→ Exercise prompt
Look through the lines below and copy each one that includes "This".

(Collected data)
------------

PR #30071, opened 2024-08-30
feat: allow create/update OAuth2 DB

betodealmeida:
### SUMMARY

This PR is part of the work to add OAuth2 support for Snowflake. When creating the DB we provide only the OAuth2 client information (ID, secret, scope, auth/token URLs), which is not enough to test and validate the connection. We need to allow the DB to be created before the OAuth2 flow, so we can store the access tokens associated with a given DB.

<del>Depends on https://github.com/apache/superset/pull/30067.</del>

### TESTING INSTRUCTIONS

Added unit tests.

### ADDITIONAL INFORMATION

- [ ] Has associated issue:
- [ ] Required feature flags:
- [ ] Changes UI


rtexelm (approved):
LGTM

PR #30072, opened 2024-08-30
chore(tests): skip extremely flaky gaq test

villebro:
### SUMMARY
The `test_chart_data_async` has been disabled, then re-enabled in the hopes that the new sleeps would fix it. This was not the case, and it's causing a lot of headache for getting CI green on PRs. I'm disabling it for now, and these will all likely be rewritten soon as part of SIP-134.

### ADDITIONAL INFORMATION

- [ ] Has associated issue:
- [ ] Required feature flags:
- [ ] Changes UI

### DIFF
--- a/tests/integration_tests/charts/data/api_tests.py
+++ b/tests/integration_tests/charts/data/api_tests.py
@@ -718,6 +718,7 @@ class TestPostChartDataApi(BaseTestChartDataApi):
         if get_example_database().backend != "presto":
             assert "(\n      'boy' = 'boy'\n    )" in result
 
+    @unittest.skip("Extremely flaky test on MySQL")
     @with_feature_flags(GLOBAL_ASYNC_QUERIES=True)
     @pytest.mark.usefixtures("load_birth_names_dashboard_with_slices")
     def test_chart_data_async(self):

------------

→ The answer
This PR is part of the work to add OAuth2 support for Snowflake. When creating the DB we provide only the OAuth2 client information (ID, secret, scope, auth/token URLs), which is not enough to test and validate the connection. We need to allow the DB to be created before the OAuth2 flow, so we can store the access tokens associated with a given DB.
The `test_chart_data_async` has been disabled, then re-enabled in the hopes that the new sleeps would fix it. This was not the case, and it's causing a lot of headache for getting CI green on PRs. I'm disabling it for now, and these will all likely be rewritten soon as part of SIP-134.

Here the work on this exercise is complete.